_Task_
Could you set down exactly the lines of the data below, starting at the one that holds "PR #10996, opened 2024-09-29" and ending at the one that holds "Merged, thanks!", both included, and only those?

_Provided records_
..........

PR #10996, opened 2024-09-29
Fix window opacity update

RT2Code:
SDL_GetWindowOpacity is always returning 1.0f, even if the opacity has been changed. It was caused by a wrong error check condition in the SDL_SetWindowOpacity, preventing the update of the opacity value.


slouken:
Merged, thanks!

..........

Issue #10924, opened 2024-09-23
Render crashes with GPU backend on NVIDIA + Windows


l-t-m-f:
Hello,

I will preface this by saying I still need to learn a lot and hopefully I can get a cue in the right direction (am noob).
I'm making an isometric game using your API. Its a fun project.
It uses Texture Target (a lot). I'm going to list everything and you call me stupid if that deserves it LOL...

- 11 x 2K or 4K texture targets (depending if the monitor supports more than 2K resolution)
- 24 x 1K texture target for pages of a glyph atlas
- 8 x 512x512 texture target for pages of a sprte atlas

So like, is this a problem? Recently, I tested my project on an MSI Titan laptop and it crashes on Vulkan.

..........

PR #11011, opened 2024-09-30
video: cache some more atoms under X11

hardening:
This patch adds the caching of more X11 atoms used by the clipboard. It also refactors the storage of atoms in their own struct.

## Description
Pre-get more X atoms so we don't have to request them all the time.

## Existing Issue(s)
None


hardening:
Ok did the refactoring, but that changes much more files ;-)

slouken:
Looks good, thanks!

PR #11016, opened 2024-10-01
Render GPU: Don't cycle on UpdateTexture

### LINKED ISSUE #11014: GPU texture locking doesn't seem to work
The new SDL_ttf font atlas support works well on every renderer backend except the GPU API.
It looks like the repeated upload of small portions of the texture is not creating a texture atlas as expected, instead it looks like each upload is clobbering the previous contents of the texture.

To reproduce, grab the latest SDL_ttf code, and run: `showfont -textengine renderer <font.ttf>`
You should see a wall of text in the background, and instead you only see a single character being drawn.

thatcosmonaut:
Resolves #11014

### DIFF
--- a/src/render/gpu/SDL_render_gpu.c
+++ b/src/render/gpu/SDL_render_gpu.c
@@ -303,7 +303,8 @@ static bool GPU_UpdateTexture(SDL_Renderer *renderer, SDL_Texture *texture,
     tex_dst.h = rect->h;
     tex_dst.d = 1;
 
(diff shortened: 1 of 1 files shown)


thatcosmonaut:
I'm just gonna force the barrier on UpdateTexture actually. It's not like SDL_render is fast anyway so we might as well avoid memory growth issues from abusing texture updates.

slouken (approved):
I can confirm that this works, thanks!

..........

_Completed exercise_
PR #10996, opened 2024-09-29
Fix window opacity update

RT2Code:
SDL_GetWindowOpacity is always returning 1.0f, even if the opacity has been changed. It was caused by a wrong error check condition in the SDL_SetWindowOpacity, preventing the update of the opacity value.


slouken:
Merged, thanks!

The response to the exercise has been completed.